- Operation Hoover: Part of Operation Falcon Summit, War in Afghanistan (2001–2021)
| Date | May 24–25, 2007 |
| Location | Zhari District, Kandahar Province, Afghanistan |
| Result | Coalition victory |

Belligerents
- Coalition:; Canada; Islamic Republic of Afghanistan; Portugal; United Kingdom;: Taliban

Commanders and leaders
- Battle group commander Lt.Col. Rob Walker; OC "I" Company Maj. David Quick; OC "H" Company Maj. Alex Ruff; OC OMLT Maj. James Price;: Local Taliban commanders

Strength
- 1,000 total; 900 Regular troops; 100 Portuguese Army Commandos;: Up to 300 insurgents

Casualties and losses
- 1 killed 2 wounded 1 wounded: 60–100 killed

= Operation Hoover =

2007 military operation

Operation Hoover was a 2007 Canadian-led offensive in the War in Afghanistan against the Taliban in the Kandahar Province district of Zhari. The aims of the operation were to root out as many as 300 suspected Afghan insurgents who had moved into the villages of the Zhari District. Operation Hoover was initially an H Company/A Squadron Combat Team operation, but grew to a 2nd Battalion Royal Canadian Regiment Battle Group operation for the final phase in Nalgham, Zhari. Operation Hoover was part of the overarching Operation Baaz Tsuka.

==Battle==
During the first morning of the operation, Leopard tanks from Lord Strathcona's Horse entered Zhari, accompanied with pickup trucks filled with Afghan National Army troops. One of the tanks was hit by an improvised explosive device, but no casualties were reported.

At dawn the Portuguese Commandos secured a few compounds to the east. One platoon to the north came in contact with insurgents. The contact lasted for more than an hour but at the end the commandos, supported by Portuguese special forces snipers, manage to get to their objective. One Portuguese soldier was air medevac'd, and an undetermined number of insurgents lay on the ground.

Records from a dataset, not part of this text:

Issue #695, opened 2019-04-18
Styling bug when applying `isReadOnly` to inputs


qmateub:
**Describe the bug**
Some of the inputs in UIKit are not applying correctly the `isReadOnly` style when the prop is defined. This is a little bit unfortunate because according the the docs of each input, all of them accept the prop.

**To Reproduce**
Just create a test view and define all of the inputs with `isReadOnlyProp` to true. This is the list of the status for each input.

* AsyncCreatableSelectInput  ✅
* AsyncSelectInput  ✅
* CheckboxInput ✅
* CreatableSelectInput  ✅
* DateInput ✅
* DateRangeInput ✅
* DateTimeInput ✅
* LocalizedMoneyInput ✅
* LocalizedMultilineTextInput ✅
* LocalizedTextInput ✅
* MoneyInput ✅
* MultilineTextInput ✅
* NumberInput ✅
* PasswordInput ✅
* RadioInput ✅
* SelectInput  ✅
* TextInput ✅
* TimeInput ✅
* ToggleInput ❌

**Expected behavior**
All the inputs should follow the same styling behavior when defining `isReadOnly`

**Screenshots**
![image](https://user-images.githubusercontent.com/11442895/56356932-77ab7180-61da-11e9-8922-75abd9122441.png)

**Additional Notes**
Didn't test if this also affects the Field components that forwards the prop to the inputs 😅

montezume:
Hm, `react-select` doesn't support the 'readonly' prop... I'm not sure if makes sense for selects to be readonly. We will need to talk to design about this...

montezume:
`react-select` doesn't support read-only out of the box. So there's no easy way of making our `SelectInputs` readonly

https://github.com/JedWatson/react-select/issues/1802

montezume:
FYI @qmateub I'm going to keep updating your post as I progress on this 🙃

montezume:
FYI @jonnybel I updated the description to reflect your latest changes in #1192

PR #1157, opened 2019-11-04
feat(checkbox-input): support isReadOnly prop

montezume:
#### Summary

Addresses one of the cases [here](https://github.com/commercetools/ui-kit/issues/695)


src/components/inputs/checkbox-input/checkbox.js
```diff
@@ -11,48 +11,50 @@ const Input = styled.input`
...
-      />
-    );
-  }
-}
+  }, [props.isIndeterminate]);
+
+  const { onChange } = props;
+
+  const handleChange = React.useCallback(
+    event => !props.isReadOnly && onChange && onChange(event),
```
montezume: Why use JS? Why isn't setting `readOnly` on the input enough?

https://stackoverflow.com/questions/155291/can-html-checkboxes-be-set-to-readonly

src/components/inputs/checkbox-input/checkbox-input.styles.js
```diff
@@ -33,6 +33,21 @@ const getCheckboxWrapperStyles = (props, theme) => {
       `,
     ];
   }
+  if (props.isReadOnly) {
+    return [
+      baseStyles,
+      css`
+        svg [id$='borderAndContent'] > [id$='content'] {
+          fill: ${overwrittenVars[designTokens.fontColorForInputWhenReadonly]};
```
montezume: same look as for RadioInputs when readOnly

src/components/inputs/checkbox-input/checkbox.js
tdeekens: Thanks for sharing. I often wanted to ask UX "what's the different line in communication towards the user between readonly and disabled? When use which?"

montezume:
@tdeekens yeah, I like to think about it like 

readonly: submitted in form
disabled: not submitted in form

[ref](https://stackoverflow.com/questions/1355728/values-of-disabled-inputs-will-not-be-submitted#comment23440330_1355728)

Shortly afterwards, Corporal Matthew McCully, a signals operator with the 2 Canadian Mechanized Brigade Group, was killed when he stepped on a landmine. Another Canadian, as well as an Afghan translator, were also wounded in the incident which occurred outside Nalgham village.

Master Corporal Rob McGregor, of the 2nd Battalion, The Royal Canadian Regiment, was injured in the operation when he fell and broke his ankle.

Throughout the day a number of close air support tasks were requested but none deployed any ordnance.